Thanksgiving Advice for BU Students: Stick Around, Have a Safe Friendsgiving

The University is urging students who do choose to go home for Thanksgiving to stay there after the holiday and finish their semester remotely. Photo by Adele Bertschy
Thanksgiving Advice for BU Students: Stick Around, Have a Safe Friendsgiving
Those who go home are asked to finish the semester remotely
For college students across the country, this year’s advice for a stress-free Thanksgiving comes down to two words: stick around. Like many colleges and universities, Boston University is urging students to forgo the holiday tradition of a large family gathering—for the sake of the health and safety of everyone on campus. On-campus housing will be open and Dining Services will be open for business.
Kenneth Elmore (Wheelock’87), associate provost and dean of students, says he plans to work with campus culinary director Christopher Bee to consider options that can help students plan Friendsgiving events. “We are looking for ways to encourage students to come together in their smaller spaces,” he says. “We want to help them have a bit of Friendsgiving in their own households.”

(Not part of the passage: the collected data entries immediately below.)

PR #7100, opened 2021-06-23
Set Message.guild from guild_id if unavailable through Message.channel 

LostLuma:
## Summary

Fixes `Message.guild` being `None` when `Message.channel` is `None` or is only an `Object`.

I ran into this a bunch due to the current issues with unarchiving threads, but it should also be useful in case there are new text channel types.

## Checklist

- [x] This PR fixes an issue.

### DIFF
--- a/discord/message.py
+++ b/discord/message.py
@@ -657,7 +657,11 @@ class Message(Hashable):
         self.nonce = data.get('nonce')
         self.stickers = [Sticker(data=d, state=state) for d in data.get('stickers', [])]
         self.components = [_component_factory(d) for d in data.get('components', [])]
-        self.guild = state._get_guild(utils._get_as_snowflake(data, 'guild_id'))
+
+        try:
+            self.guild = channel.guild
+        except AttributeError:
+            self.guild = state._get_guild(utils._get_as_snowflake(data, 'guild_id'))
 
         try:
             ref = data['message_reference']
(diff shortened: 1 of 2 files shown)


NCPlayz (approved):

discord/message.py
```diff
@@ -656,6 +658,11 @@ def __init__(
         self.stickers = [Sticker(data=d, state=state) for d in data.get('stickers', [])]
         self.components = [_component_factory(d) for d in data.get('components', [])]
 
+        try:
+            self.guild = channel.guild
+        except AttributeError:
+            self.guild = state._get_guild(utils._get_as_snowflake(data, 'guild_id'))
```
NCPlayz, line 664:
```suggestion
        try:
            guild = channel.guild
        except AttributeError:
            guild: Optional[Guild] = state._get_guild(utils._get_as_snowflake(data, 'guild_id'))

        self.guild = guild
```
this should ideally work, assuming a solution for microsoft/pyright#2036 is made.

NCPlayz (approved):
Seems alright, just some annotation suggestions.

Rapptz:
I'm not sure I quite understand where this became an issue. Thread channels should have a `guild` attribute.

LostLuma:
The issue I ran into is that unarchiving a thread currently does not add it to the bots cache, as we discussed on Discord once before.

In that case `Message.channel` is only an `Object`, and `Message.guild` is None even though thread messages only exist in guilds.

Rapptz:
Well the changeset seems fine so I'll merge as-is.

Issue #7113, opened 2021-06-27
Button label field is typing.Optional, and defaults to None, but is a Discord required field.


mirandazellnik:
### Summary

The definition of `discord.ui.Button` shows the `label` field is an `Optional[str]`, which defaults to `None`. In fact, this field is required to successfully send a button.

### Reproduction Steps

- Create an instance of discord.ui.Button without setting the label
- Assign it to a view, and try to send that view.

### Minimal Reproducible Code

```python
@bot.command()
async def send_button(ctx: commands.Context):
    view = discord.ui.View()
    button = discord.ui.Button(style=discord.ButtonStyle.primary)
    view.add_item(button)
    await ctx.send('Message', view=view)
```

### Expected Results

A message with a button would be sent.

[The docs show](https://discordpy.readthedocs.io/en/master/api.html?highlight=view#id11) that the `label` field is marked as `Optional[str]`. This is in contrast to other fields which need to be specified at some point, such as the `description` field of an embed. The description field defaults to a special "Empty" value, and, importantly, has a type of `str` (no Optional) to note that it is required.

### Actual Results

You'll get this error:
```
File "/.../discord/ext/commands/core.py", line 125, in wrapped
    ret = await coro(*args, **kwargs)
  File "main.py", line 120, in send_button
    await ctx.send('Message', view=view)
  File "/.../discord/abc.py", line 1316, in send
    data = await state.http.send_message(channel.id, content, tts=tts, embed=embed,
  File "/.../discord/http.py", line 333, in request
    raise HTTPException(r, data)
discord.errors.HTTPException: 400 Bad Request (error code: 50035): Invalid Form Body
In components.0.components.0.label: This field is required
```

### Intents

Default intents

### System Information

Linux
discord.py v2.0.0a3267+gd30fea5b

### Checklist

- [X] I have searched the open issues for duplicates.
- [X] I have shown the entire traceback, if possible.
- [X] I have removed my token from display, if visible.

Zomatree:
`Optional` means you can pass either the type inside it or `None`. `label` is optional because you can send a button with an emoji without needing to pass a label

PR #7114, opened 2021-06-27
Change button label field to a required field

mirandazellnik:
## Summary

As per Rapptz/discord.py#7113, adjust `label` field to be similar to the `description` field of an embed. This might not be the ideal way of doing it, I just tried to mimic the embed's way of doing it as closely as possible.

## Checklist

    - [X] I have updated the documentation to reflect the changes. (**I believe the documentation should automatically update with a type change? If not, how do I change it?**)
- [X] This PR fixes an issue.

### DIFF
--- a/discord/ui/button.py
+++ b/discord/ui/button.py
@@ -39,9 +39,22 @@ __all__ = (
     'button',
 )
 
+class _EmptyButton:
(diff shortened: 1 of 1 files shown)


Rapptz:
This change is incorrect as stated in the original issue.

PR #7120, opened 2021-06-28
Rename `slowmode_delay` to `slowmode`

jay3332:
## Summary

This is a breaking change, and since development of 2.0 is going on right now, I feel like this would be the time to make this PR.

This has been discussed [before](https://discord.com/channels/336642139381301249/603069307286454290/834256491362910239) but not added.

I feel like `slowmode_delay` is a bit too verbose for me. For newcomers to discord.py, it is not obvious what the slowmode attribute is and would usually require a documentation lookup.

`slowmode_delay` was not to be consistent with the API anyways, as it is officially `rate_limit_per_user`  
If consistency with the API is preferred over this, renaming to `rate_limit_per_user` would be fine with me, too.  

I chose `slowmode` over `rate_limit_per_user` as I felt "slowmode" is what everyone calls it and would take less time to get used to

## Checklist

- [ ] This PR fixes an issue.

### DIFF
--- a/discord/abc.py
+++ b/discord/abc.py
@@ -296,7 +296,7 @@ class GuildChannel:
             parent_id = parent and parent.id
 
         try:
-            options['rate_limit_per_user'] = options.pop('slowmode_delay')
+            options['rate_limit_per_user'] = options.pop('slowmode')
         except KeyError:
             pass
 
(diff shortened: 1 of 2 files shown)


Rapptz:
I'm against this change. Thanks though. The current name makes it obvious that it's an attribute that signals a numeric value, Yours does not.

PR #7123, opened 2021-06-28
Replace API-deprecated stickers with sticker_items

apple502j:
## Summary
Replaces API-deprecated `Message.stickers` with `Message.sticker_items`. See also discord/discord-api-docs#3171

## Checklist

- [ ] This PR fixes an issue.

### DIFF
--- a/discord/asset.py
+++ b/discord/asset.py
@@ -215,15 +215,6 @@ class Asset(AssetMixin):
             animated=animated,
         )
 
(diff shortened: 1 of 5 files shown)


Rapptz (changes requested):
I don't think removing the `Sticker` type is the way to go. I suspect keeping `Message.sticker` will be fine but only as a `List[StickerItem]`.

PR #7132, opened 2021-06-29
add persistent view in on_ready to avoid loop issues

NCPlayz:
## Checklist

- [ ] This PR fixes an issue.


mikeshardmind:
I'm not a fan of this change in an example. Doing things like this in on_ready is generally a bad idea. The example being one where it is fine due to how it is handled will still lead to people doing other things that aren't in on_ready

PR #7136, opened 2021-06-30
Add missing payload types to http.py

bijij:
## Summary

Adds a few missing payload types to http.py

- edit template
- edit widget
- create / edit stage instance
- upsert global commands

## Checklist

- [ ] This PR fixes an issue.

### DIFF
--- a/discord/channel.py
+++ b/discord/channel.py
@@ -1146,7 +1146,7 @@ class StageChannel(VocalGuildChannel):
 
             payload['privacy_level'] = privacy_level.value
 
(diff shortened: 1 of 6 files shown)


Rapptz:
I don't think I want to use typed dicts for payload types

bijij:
A fair few already do, so figured at that point all should. 🤷

Rapptz:
The ones that use it also function as models, they're not exclusive to the edit payload.

Rapptz:
Discussed in the Discord.

PR #7141, opened 2021-06-30
Fix documentation for `Select.callback`

jay3332:
## Summary

The documentation for the corresponding decorator specifies using 3 parameters (`self, select, interaction`), while the documentation only specifies two. This fixes that.

## Checklist

- [ ] This PR fixes an issue.


Rapptz:
This is wrong.

PR #452, opened 2020-04-02
Make latest branch!

devshgraphicsprogramming:


devshgraphicsprogramming:
@Crisspl if you just fix-up `ITexturePacker` and `ICPUTexturePacker` to use filters then I could merge ;)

The University’s hope is to make Thanksgiving as warm and welcoming as possible while adhering to health and safety protocols, knowing how hard it will be for some students to miss out on the dining room table at home piled high with turkey, stuffing, and all of their favorite fixings.
“Travel puts people at risk,” says Judy Platt, director of Student Health Services. “And eating Thanksgiving dinner in the traditional way, with many people who are unmasked, puts everyone at additional risk. Those are the two big risks that we are trying to persuade people to avoid by staying on campus this Thanksgiving weekend.”
Platt says the University is asking students who do choose to go home to stay there after the holiday and finish their semester remotely, rather than return to campus before the end of the semester to finish in person. She says some colleges and universities are either ending their fall semester at Thanksgiving or moving all classes to remote learning from that point.
When students who travel to high-risk states return, she points out, they will have to abide by the Massachusetts travel orders, which require 14 days of quarantine or a negative COVID-19 test result that has been administered up to 72 hours prior to arriving in Massachusetts. Those students would also have to adhere to the University’s protocols for anyone traveling from out of state.
BU requires undergraduate students entering from high-risk states to take a series of three tests for COVID-19, over seven to eight days. Graduate students entering from high-risk states will need a series of two negative tests, also over seven to eight days, during the stay-in-place advisory. Because Thanksgiving is November 26, and classes resume Monday, November 30, with the last day of classes before final exams December 10, Platt says students returning from high-risk states will have very little time when they are not advised to stay-in-place. Students who do choose to leave the campus area, whether for a few days or the remainder of the semester, will need to appropriately adjust their Learn from Anywhere status depending on their unique circumstance.
“We know that everyone loves to spend Thanksgiving with their family,” Platt says. “But we—I mean all of us—have to make the health and safety of the BU community our first priority.”
Elmore says students who stay on campus will have the chance to celebrate Thanksgiving. He is currently working with his staff to plan campus events that will respect all University safety protocols for COVID-19.
“In addition to the studying that students will get done,” he says, “those who stay on campus will have an opportunity to take part in an event with traditional fare that is now in the planning stages. I also know that many students are planning to do a Friendsgiving, and we will try to facilitate those events as much as possible.”